### ASSIGNMENT
Each entry that follows should be written again verbatim.

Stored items
Content starts
PR #6128, opened 2024-10-08
[Profiler] Make sure Watcher thread is started before Sampler thread

gleocadie:
## Summary of changes

Ensure Watcher thread is started before Sampler thread.

## Reason for change

We got a customer report where the app was hanged. 
The Sampler thread interrupted the Main thread (because it might have executed managed code at some point or a bug in the CLR ¯\\\_(ツ)\_/¯) and that thread was holding at least 3 locks (the loadlibrary one, one shared between `RtlLookupFunctionEntry` and `RtlInvertedFunctionTable` and one between `LdrpXXX` functions).
The Sampler thread interrupted the Main thread while it was holding those locks. The Sampler thread called `RtlLookupFunctionEntry` function and was blocked on the lock (the one taken by `RtlInvertedFunctionTable`).
We noticed that the Watcher thread was blocked on `LdrpDrainWorkQueue` (lock taken by a call to one the `LdrpXX`  called by the Main thread)

## Implementation details

Start the sampler thread iff the Watcher thread has started.

PR #6142, opened 2024-10-10
[Profiler] Make sure Watcher thread is started before Sampler thread (#6128 => hotfix)

gleocadie:
## Summary of changes

Ensure Watcher thread is started before Sampler thread.

## Reason for change

We got a customer report where the app was hanged. 
The Sampler thread interrupted the Main thread (because it might have executed managed code at some point or a bug in the CLR ¯\\\_(ツ)\_/¯) and that thread was holding at least 3 locks (the loadlibrary one, one shared between `RtlLookupFunctionEntry` and `RtlInvertedFunctionTable` and one between `LdrpXXX` functions).
The Sampler thread interrupted the Main thread while it was holding those locks. The Sampler thread called `RtlLookupFunctionEntry` function and was blocked on the lock (the one taken by `RtlInvertedFunctionTable`).
We noticed that the Watcher thread was blocked on `LdrpDrainWorkQueue` (lock taken by a call to one the `LdrpXX`  called by the Main thread)

## Implementation details

Start the sampler thread iff the Watcher thread has started.


chrisnas (approved):
LGTM

gleocadie:
(╯°□°)╯︵ ┻━┻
Content ends
### WORKED SOLUTION
PR #6128, opened 2024-10-08
[Profiler] Make sure Watcher thread is started before Sampler thread

gleocadie:
## Summary of changes

Ensure Watcher thread is started before Sampler thread.

## Reason for change

We got a customer report where the app was hanged. 
The Sampler thread interrupted the Main thread (because it might have executed managed code at some point or a bug in the CLR ¯\\\_(ツ)\_/¯) and that thread was holding at least 3 locks (the loadlibrary one, one shared between `RtlLookupFunctionEntry` and `RtlInvertedFunctionTable` and one between `LdrpXXX` functions).
The Sampler thread interrupted the Main thread while it was holding those locks. The Sampler thread called `RtlLookupFunctionEntry` function and was blocked on the lock (the one taken by `RtlInvertedFunctionTable`).
We noticed that the Watcher thread was blocked on `LdrpDrainWorkQueue` (lock taken by a call to one the `LdrpXX`  called by the Main thread)

## Implementation details

Start the sampler thread iff the Watcher thread has started.

PR #6142, opened 2024-10-10
[Profiler] Make sure Watcher thread is started before Sampler thread (#6128 => hotfix)

gleocadie:
## Summary of changes

Ensure Watcher thread is started before Sampler thread.

## Reason for change

We got a customer report where the app was hanged. 
The Sampler thread interrupted the Main thread (because it might have executed managed code at some point or a bug in the CLR ¯\\\_(ツ)\_/¯) and that thread was holding at least 3 locks (the loadlibrary one, one shared between `RtlLookupFunctionEntry` and `RtlInvertedFunctionTable` and one between `LdrpXXX` functions).
The Sampler thread interrupted the Main thread while it was holding those locks. The Sampler thread called `RtlLookupFunctionEntry` function and was blocked on the lock (the one taken by `RtlInvertedFunctionTable`).
We noticed that the Watcher thread was blocked on `LdrpDrainWorkQueue` (lock taken by a call to one the `LdrpXX`  called by the Main thread)

## Implementation details

Start the sampler thread iff the Watcher thread has started.


chrisnas (approved):
LGTM

gleocadie:
(╯°□°)╯︵ ┻━┻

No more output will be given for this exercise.